DIRECTIONS FOR THIS TASK: With spelling and spacing unchanged, write out each line of the material.

EXERCISE INPUTS section start

PR #8890, opened 2019-03-10
Allow options.amd to disable AMDPlugin/RequireJsStuffPlugin

timneutkens:
As discussed with @sokra:

Introduces a new value `false` for `options.amd` that disables AMD support completely.

This would mainly be useful in for example ncc, Next.js etc where it’s either fully commonjs/esmodules (ncc) or fully esmodules (Next.js)

Feature

Still have to add one 👍

No

https://webpack.js.org/configuration/other-options/#amd

- The `amd` value can be set to `false` which will disable webpack's AMD support.

### DIFF
--- a/schemas/WebpackOptions.json
+++ b/schemas/WebpackOptions.json
@@ -1907,7 +1907,7 @@
       "anyOf": [
         {
           "description": "You can pass `false` to disable AMD support.",
-          "type": "boolean"
+          "enum": [false]
         },
         {
           "description": "You can pass an object to set the value of `require.amd` and `define.amd`.",
--- a/schemas/WebpackOptions.json
+++ b/schemas/WebpackOptions.json
@@ -1903,7 +1903,17 @@
   "additionalProperties": false,
   "properties": {
     "amd": {
-      "description": "Set the value of `require.amd` and `define.amd`."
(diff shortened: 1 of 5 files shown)


timneutkens:
Added a simple test for setting `amd: false` which compiles, let me know if you need anything else, I'd be happy to add it 👍

schemas/WebpackOptions.json
```diff
@@ -1903,7 +1903,17 @@
   "additionalProperties": false,
   "properties": {
     "amd": {
-      "description": "Set the value of `require.amd` and `define.amd`."
+      "description": "Set the value of `require.amd` and `define.amd`. Or disable AMD support.",
+      "anyOf": [
+        {
+          "description": "You can pass `false` to disable AMD support.",
+          "type": "boolean"
```
sokra: `"enum": [false]`

test/configCases/amd/disabled/index.js
```diff
@@ -0,0 +1,3 @@
+it("should compile", function(done) {
+	done();
```
sokra: You can check if `typeof define` etc. is undefined.

sokra:
Thanks

timneutkens:
🙌

PR #8897, opened 2019-03-11
Only Require Plugins When Needed

dav-is:
Instead of requiring plugins at the top of the file, they are required right before their instantiation. This can help shrink bootup cost as not all plugins will need to be required.

Refactoring/Performance tweak

N/A

No

N/A


sokra:
Thanks

PR #8916, opened 2019-03-15
fix null module reference when concatenating entryModule in split chunk

### LINKED ISSUE #8911: runtime errors in production build when combining commons chunk and runtimeChunk
# Bug report

In the Webpack configuration provided below with a commons chunk, runtimeChunk, and ModuleConcatenation plugin enabled, the emitted scripts fail with a runtime error:

```
    at f (runtime~main.js:1)
    at t (runtime~main.js:1)
    at Array.r [as push] (runtime~main.js:1)
    at main.js:1
```

The minimal repro seems to be something like this, built with `webpack --mode=production`:

_webpack.config.js_
```
module.exports = {
    optimization: {
        runtimeChunk: true,
        splitChunks: {
            minSize: 0,
            cacheGroups: {
                common: {
                    chunks: 'initial',
                    minChunks: 1,
                }
            },
        },
    },
};
```
_src/index.js_
```
import './a';
```
_src/a.js_
```
import './b';
```
_src/b.js_
```
console.log('hello world');
```

---

I've provided a reproducible example of this issue at [mxmul/webpack_weirdness_repro](https://github.com/mxmul/webpack_weirdness_repro). You can quickly see the error by running:
```
$ git clone git@github.com:mxmul/webpack_weirdness_repro.git
$ cd webpack_weirdness_repro
$ yarn && yarn build && yarn serve
```
and visiting http://localhost:5000

The emitted scripts run without errors, and "hello world" is printed to the console. This is what happens when built with `webpack --mode=development`.

webpack version:  v4.29.6
Node.js version: v8.11.3
Operating System: macOS 10.14.2
Additional tools:

mxmul:
Fixes #8911.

EXERCISE INPUTS section end

YOUR RESPONSE:
PR #8890, opened 2019-03-10
Allow options.amd to disable AMDPlugin/RequireJsStuffPlugin

timneutkens:
As discussed with @sokra:

Introduces a new value `false` for `options.amd` that disables AMD support completely.

This would mainly be useful in for example ncc, Next.js etc where it’s either fully commonjs/esmodules (ncc) or fully esmodules (Next.js)

Feature

Still have to add one 👍

No

https://webpack.js.org/configuration/other-options/#amd

- The `amd` value can be set to `false` which will disable webpack's AMD support.

### DIFF
--- a/schemas/WebpackOptions.json
+++ b/schemas/WebpackOptions.json
@@ -1907,7 +1907,7 @@
       "anyOf": [
         {
           "description": "You can pass `false` to disable AMD support.",
-          "type": "boolean"
+          "enum": [false]
         },
         {
           "description": "You can pass an object to set the value of `require.amd` and `define.amd`.",
--- a/schemas/WebpackOptions.json
+++ b/schemas/WebpackOptions.json
@@ -1903,7 +1903,17 @@
   "additionalProperties": false,
   "properties": {
     "amd": {
-      "description": "Set the value of `require.amd` and `define.amd`."
(diff shortened: 1 of 5 files shown)


timneutkens:
Added a simple test for setting `amd: false` which compiles, let me know if you need anything else, I'd be happy to add it 👍

schemas/WebpackOptions.json
```diff
@@ -1903,7 +1903,17 @@
   "additionalProperties": false,
   "properties": {
     "amd": {
-      "description": "Set the value of `require.amd` and `define.amd`."
+      "description": "Set the value of `require.amd` and `define.amd`. Or disable AMD support.",
+      "anyOf": [
+        {
+          "description": "You can pass `false` to disable AMD support.",
+          "type": "boolean"
```
sokra: `"enum": [false]`

test/configCases/amd/disabled/index.js
```diff
@@ -0,0 +1,3 @@
+it("should compile", function(done) {
+	done();
```
sokra: You can check if `typeof define` etc. is undefined.

sokra:
Thanks

timneutkens:
🙌

PR #8897, opened 2019-03-11
Only Require Plugins When Needed

dav-is:
Instead of requiring plugins at the top of the file, they are required right before their instantiation. This can help shrink bootup cost as not all plugins will need to be required.

Refactoring/Performance tweak

N/A

No

N/A


sokra:
Thanks

PR #8916, opened 2019-03-15
fix null module reference when concatenating entryModule in split chunk

### LINKED ISSUE #8911: runtime errors in production build when combining commons chunk and runtimeChunk
# Bug report

In the Webpack configuration provided below with a commons chunk, runtimeChunk, and ModuleConcatenation plugin enabled, the emitted scripts fail with a runtime error:

```
    at f (runtime~main.js:1)
    at t (runtime~main.js:1)
    at Array.r [as push] (runtime~main.js:1)
    at main.js:1
```

The minimal repro seems to be something like this, built with `webpack --mode=production`:

_webpack.config.js_
```
module.exports = {
    optimization: {
        runtimeChunk: true,
        splitChunks: {
            minSize: 0,
            cacheGroups: {
                common: {
                    chunks: 'initial',
                    minChunks: 1,
                }
            },
        },
    },
};
```
_src/index.js_
```
import './a';
```
_src/a.js_
```
import './b';
```
_src/b.js_
```
console.log('hello world');
```

---

I've provided a reproducible example of this issue at [mxmul/webpack_weirdness_repro](https://github.com/mxmul/webpack_weirdness_repro). You can quickly see the error by running:
```
$ git clone git@github.com:mxmul/webpack_weirdness_repro.git
$ cd webpack_weirdness_repro
$ yarn && yarn build && yarn serve
```
and visiting http://localhost:5000

The emitted scripts run without errors, and "hello world" is printed to the console. This is what happens when built with `webpack --mode=development`.

webpack version:  v4.29.6
Node.js version: v8.11.3
Operating System: macOS 10.14.2
Additional tools:

mxmul:
Fixes #8911.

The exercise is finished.